Casa de San Pedro Alejandrino, Santa Marta, Magdalena. El caso de San Pedro Alejandrino es único en Colombia por razones extra-arquitectónicas. La extensa hacienda de trapiche y su modesta casa habían llegado varias décadas antes a su máximo desarrollo cuando el Libertador Simón Bolívar muere en ella en 1830. Acto seguido se inicia la desmembración y progresiva destrucción de la sede de la hacienda, conservándose en un estado razonable solamente el tramo de la casa donde se localiza la alcoba mortuoria del Libertador. A partir del final del siglo XIX se monumentaliza progresivamente el lugar, comenzando por el entorno de la casa misma, surgiendo luego el “Altar de la Patria”, un gigantesco “Patio de Armas” y por último un inverosímil museo de arte moderno, todos los cuales son episodios inconexos con la casa de hacienda colonial.
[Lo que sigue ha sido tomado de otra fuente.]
PR #1117, opened 2024-01-04
Quota origins and exclusions geo area description query optimisation

eadpearce:
# Quota origins and exclusions geo area description query optimisation

## Why

* Getting geo area descriptions was very slow. Using a custom query with annotations speeds this up a lot

## What

* Adds annotated queries for quota order number origins and exclusions that adds the latest geo area description to a custom field

### DIFF
--- a/quotas/querysets.py
+++ b/quotas/querysets.py
@@ -1,5 +1,7 @@
 from django.db.models import BooleanField
 from django.db.models import Case
+from django.db.models import OuterRef
+from django.db.models import Subquery
 from django.db.models import When
 
 from common.models.tracked_qs import TrackedModelQuerySet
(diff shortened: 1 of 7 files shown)


quotas/querysets.py
```diff
@@ -16,3 +18,65 @@ def with_is_origin_quota(self) -> TrackedModelQuerySet:
                 output_field=BooleanField(),
             ),
         )
+
+
+class QuotaOrderNumberOriginQuerySet(TrackedModelQuerySet):
+    def with_latest_geo_area_description(qs):
```
CPrich905, line 24: Given that these two queries are identical, could we not pull them out and then call them from within the class?

eadpearce: Annoyingly they're not exactly identical. Origins have the field `geographical_area` and exclusions have `excluded_geographical_area` which is honestly baffling to me. We could add another annotation to each model to standardise the field name but then I feel like since that would then deviate from the data spec it could just make it more confusing

CPrich905: 🤦‍♂️ Ahh yes. Despite re-reading this 3 times (including once backwards) I still didn't see this

CPrich905 (approved):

La presencia de Bolívar salvó la casa de una eventual desaparición, pero la nueva República creó en torno a aquélla un ambiente escandalosamente contrastante con la austeridad que enmarcó las últimas horas del Libertador, y le otorgó unos significados que poco o nada tienen que ver con sus calidades o méritos arquitectónicos. Los cuidados jardines y espléndida vegetación tropical que hoy conforman un escenario como de elegante pecera en torno a la casa de los señores en San Pedro pertenecen a una época y un mundo muy distantes de la informalidad ambiental que debió tener aquélla en el siglo XVIII.
Casa de San Pedro Alejandrino, Santa Marta, Magdalena. Arquitectura rural estrictamente utilitaria, carente de acentos decorativos, en una de las galerías perimetrales. El origen de la casa “de los señores” en la hacienda de “trapiche” cacaotero y azucarero de San Pedro Alejandrino, estaría en las edificaciones de terraza o techo plano comunes en los pueblos y ciudades costeras del sur de Andalucía y Levante. No así del trapiche, la vivienda de trabajadores o esclavos y las trojes, los cuales fueron cubiertos con armaduras en madera en variantes del sistema de par e hilera islámico.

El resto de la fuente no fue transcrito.